▸ **EXERCISE**
In the response, the entries must appear exactly as supplied.

[Saved data entries]
•••••
PR #531, opened 2024-10-28
Allow for different configurations of DeployablePredictionAgent.same_market_trade_interval

evangriffiths:
`DeployablePredictionAgent.same_market_trade_interval` is now an instance of a subclass of `TradeInterval`. Can define fixed intervals (default behaviour unchanged from before), or dynamic intervals based on market length.

This is another feature that is required for us to be able to scale the number of markets an agent can look at in a single run - in this case so that it doesn't bet too frequently on long-running markets.


kongzii (approved):
Cool!

PR #317, opened 2026-07-01
feat(coedit): collapse same-session checkpoints via git tip-amend (5c)

Bo-Onyx:
## What

A run of checkpoints from a single co-edit session now collapses into **one git commit** instead of stacking one per checkpoint — so we can checkpoint often (fresh HEAD for agents) without exploding history.

Each checkpoint tags its commit with a `Coedit-session: <id>` trailer. The next checkpoint checks the repo tip: if it still carries *this* session's trailer (⇒ nothing else committed since), it **amends the tip in place**; otherwise (first checkpoint of a run, or an agent/other commit landed and broke the run) it commits anew through the existing 3-way-merge gateway, starting a fresh run.

## How

- **`git.amend_head(rel_path, body, message, author, *, expected_head)`** — `git commit --amend` under `commit_lock`, with a **required HEAD CAS**: re-checks `HEAD == expected_head` and raises `GitHeadMovedError` if anything advanced it, so we never amend a commit that isn't ours. Plus `git.head_sha()` (repo tip) and `git.commit_message_of()`.
- **`checkpoint_session`** — amend-vs-new decision via `_tip_is_ours` (trailer on HEAD). On `GitHeadMovedError` (an external commit slipped in under the CAS) it falls back to the new-commit path. Both paths then `rebase_onto(checkpointed=True)` to sync `base_sha`/`checkpointed_version` (same version-CAS + resync as #313). The amend path runs the same `after_doc_write` fan-out a normal commit would.
- **Additive-history relaxation** — amend rewrites the tip SHA, confined to *provisional co-edit tips* (guarded by the trailer + HEAD CAS), documented in the wrapper.

## Coordination (why it's safe)

- `git commit --amend` only touches the branch tip, so amend is used **only when our checkpoint is still HEAD**. Any other commit (agent, another session) makes the tip not-ours → new commit. The HEAD CAS closes the TOCTOU (external commit between the trailer check and the amend → abort → fall back).
- Our checkpoint/amend commits pass `trigger_coedit_rebase=False`, so they never enqueue a live-rebase against our own tip.
- Buffer/`base_sha` still coordinate through the optimistic version-CAS in `rebase_onto` (a raced human op leaves the session dirty for the next checkpoint) and the `is_ancestor` guard from #313. No new locks.

## Scope

In: the collapse mechanism + amend infra. **Out (→ 5d):** deferring trigger fan-out to run-finalization and re-tightening the checkpoint timers — timers stay coarse (5m/15m) and triggers still fire per checkpoint, so nothing regresses here.

## Tests

- `git.amend_head` replaces the tip (commit count unchanged) + enforces the HEAD CAS.
- Consecutive same-session checkpoints collapse to one commit (amend; same count, new SHA, latest content).
- An external commit between checkpoints starts a **new** commit (run boundary) and the merge keeps both edits.
- All existing checkpoint tests still pass (86 coedit+git green; ruff + basedpyright clean).

*(Note: some `test_wiki_drafts` tests fail locally with a 503 = LLM-not-configured; verified they fail identically on `main` with this branch stashed — a local-env artifact, unrelated to this change.)*

### DIFF
--- a/backend/app/wiki/coedit_checkpoint.py
+++ b/backend/app/wiki/coedit_checkpoint.py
•••••
▸ **WRITTEN ANSWER**
PR #531, opened 2024-10-28
Allow for different configurations of DeployablePredictionAgent.same_market_trade_interval

evangriffiths:
`DeployablePredictionAgent.same_market_trade_interval` is now an instance of a subclass of `TradeInterval`. Can define fixed intervals (default behaviour unchanged from before), or dynamic intervals based on market length.

This is another feature that is required for us to be able to scale the number of markets an agent can look at in a single run - in this case so that it doesn't bet too frequently on long-running markets.


kongzii (approved):
Cool!

PR #317, opened 2026-07-01
feat(coedit): collapse same-session checkpoints via git tip-amend (5c)

Bo-Onyx:
## What

A run of checkpoints from a single co-edit session now collapses into **one git commit** instead of stacking one per checkpoint — so we can checkpoint often (fresh HEAD for agents) without exploding history.

Each checkpoint tags its commit with a `Coedit-session: <id>` trailer. The next checkpoint checks the repo tip: if it still carries *this* session's trailer (⇒ nothing else committed since), it **amends the tip in place**; otherwise (first checkpoint of a run, or an agent/other commit landed and broke the run) it commits anew through the existing 3-way-merge gateway, starting a fresh run.

## How

- **`git.amend_head(rel_path, body, message, author, *, expected_head)`** — `git commit --amend` under `commit_lock`, with a **required HEAD CAS**: re-checks `HEAD == expected_head` and raises `GitHeadMovedError` if anything advanced it, so we never amend a commit that isn't ours. Plus `git.head_sha()` (repo tip) and `git.commit_message_of()`.
- **`checkpoint_session`** — amend-vs-new decision via `_tip_is_ours` (trailer on HEAD). On `GitHeadMovedError` (an external commit slipped in under the CAS) it falls back to the new-commit path. Both paths then `rebase_onto(checkpointed=True)` to sync `base_sha`/`checkpointed_version` (same version-CAS + resync as #313). The amend path runs the same `after_doc_write` fan-out a normal commit would.
- **Additive-history relaxation** — amend rewrites the tip SHA, confined to *provisional co-edit tips* (guarded by the trailer + HEAD CAS), documented in the wrapper.

## Coordination (why it's safe)

- `git commit --amend` only touches the branch tip, so amend is used **only when our checkpoint is still HEAD**. Any other commit (agent, another session) makes the tip not-ours → new commit. The HEAD CAS closes the TOCTOU (external commit between the trailer check and the amend → abort → fall back).
- Our checkpoint/amend commits pass `trigger_coedit_rebase=False`, so they never enqueue a live-rebase against our own tip.
- Buffer/`base_sha` still coordinate through the optimistic version-CAS in `rebase_onto` (a raced human op leaves the session dirty for the next checkpoint) and the `is_ancestor` guard from #313. No new locks.

## Scope

In: the collapse mechanism + amend infra. **Out (→ 5d):** deferring trigger fan-out to run-finalization and re-tightening the checkpoint timers — timers stay coarse (5m/15m) and triggers still fire per checkpoint, so nothing regresses here.

## Tests

- `git.amend_head` replaces the tip (commit count unchanged) + enforces the HEAD CAS.
- Consecutive same-session checkpoints collapse to one commit (amend; same count, new SHA, latest content).
- An external commit between checkpoints starts a **new** commit (run boundary) and the merge keeps both edits.
- All existing checkpoint tests still pass (86 coedit+git green; ruff + basedpyright clean).

*(Note: some `test_wiki_drafts` tests fail locally with a 503 = LLM-not-configured; verified they fail identically on `main` with this branch stashed — a local-env artifact, unrelated to this change.)*

### DIFF
--- a/backend/app/wiki/coedit_checkpoint.py
+++ b/backend/app/wiki/coedit_checkpoint.py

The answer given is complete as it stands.